Dilihatnya seorang wanita bertubuh langsing dan tinggi sedang mengadakan sesi pemotretan. Banyak sekali lampu yang menyorotinyav dari depan.

Rambutnya yang panjang dan berwarna mocca, dibiarkan terurai tertiup angin buatan dari kipas angin besar di sampingnya. Matanya dihiasi dengan warna-warna yang gelap, sehingga semakin mempertajam matanya. Wajahnya putih dan mulus dengan balutan perona pipi yang merah, dan tak ketinggalan bibirnya yang berwarna merah darah sangat mengkilap.

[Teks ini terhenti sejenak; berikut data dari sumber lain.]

PR #7089, opened 2020-12-03
Update Functions emulator to fix CI regression

paulb777:
#no-changelog

### DIFF
--- a/Functions/Backend/package.json
+++ b/Functions/Backend/package.json
@@ -2,8 +2,8 @@
   "name": "functions",
   "description": "Cloud Functions for Firebase",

Dipadu dengan dress mini dan beberapa aksesoris bernuasa serba hitam, wanita itu siap melakukan sesi pemotretan dengan tema gothic.

Dengan memamerkan tubuh indahnya dan wajah cantiknya, dia berhasil membuat sebuah gaya yang apik di depan kamera.

“Ok, pemotretan hari ini selesai.” Kata seorang fotografer yang telah berhasil mengabadikan semua gambar wanita itu.

“Terima kasih untuk semuanya.” Ucapnya lagi dengan suara lantang dan tersenyum puas.

Seluruh orang yang ada di ruangan tersebut nampak bahagia dan bertepuk tangan, karena pemotretan hari ini berjalan lancar.

Kemudian fotografer itu menoleh kearah modelnya yang masih berdiri diam di posisi awal.

“Terima kasih, Yonna.” Katanya sambil tersenyum.

Wanita itu tak menjawab apapun dan hanya mengeluarkan senyum sinisnya. Kemudian dia berjalan pergi meninggalkan fotografer tersebut.

Fotografer itu hanya bisa menghela nafas dan menggelengkan kepalanya melihat tingkat laku modelnya yang bernama Yonna.

Laki-laki gemuk yang sedari tadi melihat tingkah laku Yonna, langsung mendekat kearah fotografer tersebut.

“Mas Yunus.” Panggilnya kepada fotografer tersebut.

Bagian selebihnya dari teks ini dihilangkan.